During the stage when the product is being conceptualized, it’s important to have involvement from three specific groups: subject matter experts at the business level (who can help determine the feasibility of the product design); managers of existing and complementary information products (who can help companies avoid cannibalization and duplication); and marketing people (who can help assess the nature and scale of consumer demand). These individuals can assist in providing the framework for designing or upgrading existing products to add value to meet market needs.
For the data acquisition and the storage and refinement stages, stakeholder involvement should expand to include legal representatives, who can speak to data ownership, privacy, and use issues; IT personnel, who can provide input on hardware and software requirements for data products and also help in developing and improving the functionality of the product; and data managers and analytics and data scientists to assist in product platform execution.
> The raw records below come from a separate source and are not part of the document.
PR #2567, opened 2021-02-16
* semgrep-core/tree-sitter-lang/semgrep-c-sharp: update to latest

aryx:

PR #2575, opened 2021-02-17
Update csharp

Sjord:
Replaces and closes #2567.

Update the C# parser to the latest upstream tree-sitter parser.


aryx (approved):
Awesome job @Sjord 
Thx a lot!
I hope we can announce C# alpha support very soon.
How much work still remain?

PR #2576, opened 2021-02-17
Start integrating spacegrep directly in semgrep-full-rule-in-ocaml

aryx:
We want semgrep-core to be able to use full rules (not just "mini rules")
so we need to handle the [generic] language and calling spacegrep
directly.

This is the first part towards spacegrep integration in semgrep-core.
We just parse the pattern; we currently do not run the engine.

test plan:
make test


aryx:
@mjambon I've modified a few spacegrep files so I'll wait for your approval before merging this.

aryx:
(Also I may need your help to get the toplevel makefile to work again).

PR #2577, opened 2021-02-17
Exclude constructed IdSpecial from matches

### LINKED ISSUE #2540: Go type assertion missing token location info
**Describe the bug**
Type assertion label for go is missing token location info

**To Reproduce**
https://semgrep.dev/s/jRDl

**Expected behavior**
Should return results

emjin:
Closes #2540

Automatically fail when matching a metavariable with IdSpecial (Instanceof, _) or (New, _)

Test plan: make test with added test


aryx (approved):
I usually use tests/.../misc_xx.sgrep for those kinds of edge cases tests.
Remember that many of our tests are used to populate the cheatsheet on semgrep.dev, so better to keep those tests clean (see the generate_matrix script)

It is critical to involve analytics and data science professionals to help in structuring and analyzing data.
For the distribution and presentation stages, the stakeholders should again include marketing people (who can help sort out consumer/user needs for the initial product launch and subsequent product releases) and IT personnel (who can deal with hardware and software issues in product functionality during the product rollout).
During the market feedback stage, it’s important to involve people from both IT and marketing. IT personnel will be able to leverage available communication devices to interact with users on a variety of platforms (Web, mobile, social media, email, etc.). Marketing can devise strategies for interaction and feedback and will be able to gather and synthesize the feedback.
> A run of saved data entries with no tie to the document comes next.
Issue #2548, opened 2021-02-11
metavariable-regex not working with pattern-inside?


xmo-odoo:
When using `pattern-inside` and `metavariable-regex` which tries to filter one of the `pattern-inside`'s metavariables, the match seems to never happen https://semgrep.dev/s/8ykq

```yaml
  patterns:
    - pattern-either: 
      - pattern: |
          return None
      - pattern: |
          return
    - pattern-inside: |
        class $C:
            def $METHOD(...):
              ...
    - metavariable-regex:
        metavariable: "$METHOD"
        regex: "^[^_].*"
```
The intent is to match all methods which are "public" (not starting with `_`) and use a bare `return` or a `return None`. Commenting the `metavariable-regex`, all methods with the return are matched (including those we want to exclude).

Duplicating the `pattern-inside` so the metavariables are extracted from a `pattern`, things work as expected: https://semgrep.dev/s/gLGx
```yaml
  patterns:
    - pattern-inside: |
        class $C:
            ...
    - pattern-either:
      - pattern: |
              def $METHOD(...):
                ...
                return
      - pattern: |
              def $METHOD(...):
                ...
                return None
    - metavariable-regex:
        metavariable: "$METHOD"
        regex: "^[^_].*"
```

The problem with the workaround is that I also want to match functions which don't return (and thus have an implicit `return None`), but I don't see how I could match a `pattern-not: return $X` inside a method with the proper name.

mschwager:
Hey @xmo-odoo,

Thanks for bringing this to our attention, I'm going to investigate what's going on. This looks similar to https://github.com/returntocorp/semgrep/issues/1699, hopefully we can solve this "metavariables with `pattern-inside`" in a generalized way :+1:

DrewDennison:
@xmo-odoo thanks for the bug report. Just checking what the priority of this fix is for you and if there are any timelines you're looking for a fix by?

xmo-odoo:
@DrewDennison this is a low priority thing, I'm looking into semgrep and trying to use it personally (in part in order to better understand the quirks of pattern combinations, I don't think my mental model is correct yet) but that's about it.

This I decided to report because I spent a while trying to find out what I was doing wrong and a reduced test case showed it didn't seem to be supported (sometimes I can't get a rule to work properly *in situ* but I can't get the mismatch to trigger in a reduced test case, in those cases I rather assume I am doing something wrong somehow, even if I don't know what).

[...]

PR #2580, opened 2021-02-17
Clean up evaluation.py

mschwager:
Working on this for https://github.com/returntocorp/semgrep/issues/2548. `evaluation.py` is starting to make my head explode trying to follow everything. This cleans it up a bit :+1:

### DIFF
--- a/semgrep/semgrep/evaluation.py
+++ b/semgrep/semgrep/evaluation.py
@@ -171,11 +171,12 @@ def _evaluate_single_expression(
     flags: Optional[Dict[str, Any]] = None,
 ) -> Set[Range]:
 
-    ranges_for_pattern = (
-        [x.range for x in pattern_ids_to_pattern_matches.get(expression.pattern_id, [])]
-        if expression.pattern_id
-        else []
-    )
+    if not expression.pattern_id:
+        raise SemgrepError(f"expected expression '{expression}' to have pattern_id")
+
+    ranges_for_pattern = [
+        x.range for x in pattern_ids_to_pattern_matches.get(expression.pattern_id, [])
+    ]
 
     if expression.operator == OPERATORS.AND:
         # remove all ranges that don't equal the ranges for this pattern
--- a/semgrep/semgrep/evaluation.py
+++ b/semgrep/semgrep/evaluation.py
@@ -3,7 +3,6 @@ import re
 from collections import defaultdict
 from pathlib import Path
 from typing import Any
-from typing import cast
 from typing import Dict
 from typing import Iterable
 from typing import List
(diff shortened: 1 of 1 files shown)


semgrep/semgrep/evaluation.py
```diff
@@ -172,129 +172,104 @@ def _evaluate_single_expression(
     flags: Optional[Dict[str, Any]] = None,
 ) -> Set[Range]:
 
-    assert expression.pattern_id, f"<internal error: expected pattern id: {expression}>"
```
mschwager, line 175: `assert`s are a no-op most of the time (e.g. when using `-OO` for optimization, which Python does when building wheels). The below `if` check should cover this :+1:

semgrep/semgrep/evaluation.py
```diff
@@ -486,13 +459,11 @@ def _evaluate_expression(
     steps_for_debugging: List[Dict[str, Any]],
     flags: Optional[Dict[str, Any]] = None,
 ) -> Set[Range]:
-    if (
-        expression.operator == OPERATORS.AND_EITHER
-        or expression.operator == OPERATORS.AND_ALL
-    ):
-        assert (
```
mschwager, line 493: Same as above, if we care about this `assert` we should perform a real check and `raise` if necessary.

semgrep/semgrep/evaluation.py
```diff
@@ -340,14 +314,6 @@ def group_by_pattern_id(
     return by_id
 
 
-def safe_relative_to(a: Path, b: Path) -> Path:
```
mschwager, line 343: This function is unused :broom:

semgrep/semgrep/evaluation.py
brendongo: I think the below if will silently continue if the pattern_id is falsy? (which i guess is the same behavior as an optimized out assert) Do we want to make this noisier or is it fine to continue?

semgrep/semgrep/evaluation.py
```diff
@@ -172,129 +171,105 @@ def _evaluate_single_expression(
...
-    metavars_for_patterns = get_metavar_debugging_info(
-        expression, pattern_ids_to_pattern_matches
+    ranges_for_pattern = (
+        [x.range for x in pattern_ids_to_pattern_matches.get(expression.pattern_id, [])]
+        if expression.pattern_id
+        else []
     )
 
     if expression.operator == OPERATORS.AND:
-        add_debugging_info(
```
brendongo, line 185: Nice

brendongo (approved):

semgrep/semgrep/evaluation.py
mschwager: I'll convert it to a `raise SemgrepError` to mimic the previous behavior :+1:

PR #2582, opened 2021-02-18
Start integrating spacegrep directly in semgrep-full-rule-in-ocaml (take 2)

aryx:
We want semgrep-core to be able to use full rules (not just "mini rules")
so we need to handle the [generic] language and calling spacegrep
directly.

This is the first part towards spacegrep integration in semgrep-core.
We just parse the pattern; we currently do not run the engine.

test plan:
make test


aryx:
This supersedes https://github.com/returntocorp/semgrep/pull/2576 which I did not manage to make work.
dune seems confused by having englobing dune-project, so I kept the semgrep core dune project in semgrep-core.

aryx:
It's not as nice, because we require spacegrep to be installed before being able to use it from semgrep-core, but that will do for now (we do the same with ocaml-tree-sitter).

Issue #988, opened 2020-06-12
Add test coverage for `--debugging-json`


rcoh:
Currently this feature is completely untested.

mschwager:
Closed by #2596.

PR #2596, opened 2021-02-19
More evaluation.py refactors + --debugging-json tests

mschwager:
This PR is mostly more `evaluation.py` refactors. While working on that I noticed it was hard to ensure these changes weren't breaking anything, so I added testing for `--debugging-json` as well. That should fix this longstanding issue: https://github.com/returntocorp/semgrep/issues/988. Since Semgrep App relies on `--debugging-json` it's good to have tests for this functionality.

As far as refactors go, here's what was done:

1. Simplified and consolidated the `add_debugging_info` / `get_metavar_debugging_info` functionality.
2. Exchanged the arbitrary `flags` kwarg for `allow_exec`. We're only passing around one flag, a simple bool is much easier.
3. Cleaned up the main `try` / `except` in `_where_python_statement_matches` to more easily tell where exceptions come from.
4. Added debugging typing to more easily track the requisite information.
5. Removed some unnecessary functions that were only called in one place.

I ran the snapshot test before and after the changes. The only difference was all steps now contain `metavar_ranges`, whereas before it was conditionally defined for some steps. The `ranges` union type is hard enough to keep track of, lets minimize conditional types and data :+1:


semgrep/semgrep/evaluation.py
```diff
@@ -263,34 +265,25 @@ def _evaluate_single_expression(
     else:
         raise UnknownOperatorError(f"unknown operator {expression.operator}")
 
-    metavars_for_patterns = get_metavar_debugging_info(
```
mschwager, line 266: These two calls were only called in two places: `_evaluate_single_expression` and `_evaluate_expression`. We can turn this into a single location as was done in this change by pulling the functionality up a level in `_evaluate_expression`. This makes for a much cleaner solution.

semgrep/semgrep/evaluation.py
```diff
@@ -504,9 +478,15 @@ def _evaluate_expression(
             expression,
             pattern_ids_to_pattern_matches,
             ranges_left,
-            steps_for_debugging,
-            flags=flags,
+            allow_exec=allow_exec,
         )
+
+    add_debugging_info(
```
mschwager, line 485: Here's where they were lifted out.

semgrep/tests/e2e/snapshots/test_debugging_json/test_debugging_json/results.json
```diff
@@ -0,0 +1,310 @@
...
+                {
+                  "$X": "8136864be65be7e901b2dfd746807f2a"
+                }
+              ]
+            ]
+          }
+        },
+        {
+          "filter": "pattern-not-inside",
+          "metavar_ranges": {},
```
mschwager, line 52: These were the only changes in the snapshot, before, this key was conditionally included per-step.

semgrep/semgrep/semgrep_types.py
```diff
@@ -157,3 +159,9 @@ def __eq__(self, other: Any) -> bool:
             and self.end == other.end
             and self.vars_match(other)
         )
+
+    def __lt__(self, other: Any) -> bool:
```
mschwager, line 163: This was required for sorting. I'm not sure which makes more sense here: 1.) "less than" means the start and end are smaller, or 2.) "less than" means end - start is smaller. Either way, it doesn't really matter, we just need to sort to get predictable results for comparison.

mjambon (approved):

semgrep/semgrep/semgrep_types.py
brendongo: Do we need to break ties for stability or is it fine?

brendongo (approved):

semgrep/semgrep/semgrep_types.py
mschwager: Ahhh, good call! I was banging my head against a wall all Friday wondering why I kept getting different results on Python 3.7 vs. 3.8. Looks like it's because there's no stable tie breaker, like you mentioned :+1: 

I'll add one - I think (end - start) with tie breaks going to smaller line numbers should do the trick.

mschwager:
Test failures are unrelated, merging...

PR #2603, opened 2021-02-22
Use 'get_metavariable_value' instead of 'abstract_content' and cache lookups

mschwager:


semgrep/semgrep/evaluation.py
```diff
@@ -206,6 +206,20 @@ def _evaluate_single_expression(
...
+        output_ranges = {
+            _range
+            for _range in ranges_left
+            if not any(
+                _range.is_range_enclosing_or_eq(pattern_range)
+                or pattern_range.is_range_enclosing_or_eq(_range)
+                for pattern_range in ranges_for_pattern
+            )
+        }
     elif expression.operator == OPERATORS.WHERE_PYTHON:
```
mschwager, line 223: I refactored `WHERE_PYTHON` down since it's more similar to `METAVARIABLE_REGEX` and `METAVARIABLE_COMPARISON` :broom:

aryx (approved):

aryx:
Note that all this code may soon disappear ... Right now semgrep-core can process a whole rule, with and/or/not, pattern-regexp, spacegrep, metavariable-regexp, metavariable-comparison, YAML/JSON/JSONNET, etc. Just pattern-where-python is not handled. The goal is that
soon semgrep will pass a whole rule to semgrep-core, so evaluation.py should be used just for pattern-where-python.

mschwager:
> Note that all this code may soon disappear ... Right now semgrep-core can process a whole rule, with and/or/not, pattern-regexp, spacegrep, metavariable-regexp, metavariable-comparison, YAML/JSON/JSONNET, etc. Just pattern-where-python is not handled. The goal is that
> soon semgrep will pass a whole rule to semgrep-core, so evaluation.py should be used just for pattern-where-python.

Ahh, cool. Do all the tests pass in `semgrep-rules`? To start, it seems we'll have to replicate the existing behavior so we don't break anything for existing users.

aryx:
Yes, right now I still have 28 mismatch (difference of behavior between semgrep -config and semrep-core -config) in semgrep-rules. It's not that bad because there are 2800 ruleid: in semgrep-rules, so we are at 1% right now. Hopefully I can get down to 0 this week, thanks to your refactoring it will be easier for me to understand and reproduce exactly what our evaluation.py does.

mschwager:
> Yes, right now I still have 28 mismatch (difference of behavior between semgrep -config and semrep-core -config) in semgrep-rules. It's not that bad because there are 2800 ruleid: in semgrep-rules, so we are at 1% right now. Hopefully I can get down to 0 this week, thanks to your refactoring it will be easier for me to understand and reproduce exactly what our evaluation.py does.

Nice! One other consideration is that `--debugging-json`, which Semgrep App relies on, is pretty tightly tied to the Python evaluation implementation. Not sure how much of a pain it is to port this functionality to OCaml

If data product development is to be successful, human resources personnel also have a pivotal role to play. Although data scientists can be difficult to hire and retain, they are essential for developing analytics-based data products.
Structure Versus Market Responsiveness
There has always been a trade-off in product development between having structures that ensure that the product addresses market needs and is of high quality, and being able to introduce products quickly and remain responsive to customer needs. Though the pendulum in data products has clearly swung in the direction of responsiveness, there is still a need for structure and method in developing new offerings.
As the proliferation of information has led to commoditization, it is often the accompanying analytics that make data products truly useful. Analytics can be difficult and time-consuming to develop, so it is vital to have a sense of which analytics are needed and valuable before developing and introducing them. We believe that the steps outlined in the Meyer and Zack article — combined with the additional steps we outline — can be helpful to organizations in assembling data and analytics products that provide value to consumers and businesses.
Just as in the early e-commerce era almost every company decided it needed a website, we envision an era in which almost every company feels the need for a data product. It will thus become increasingly important for organizations to have some discipline about which data products are developed and which functions they incorporate.
We doubt that Meyer and Zack could have foreseen the explosion of information and technology that has taken place since 1996. However, their article provided early insights and warnings about the importance of rigorous thinking when developing products based on intangible information assets.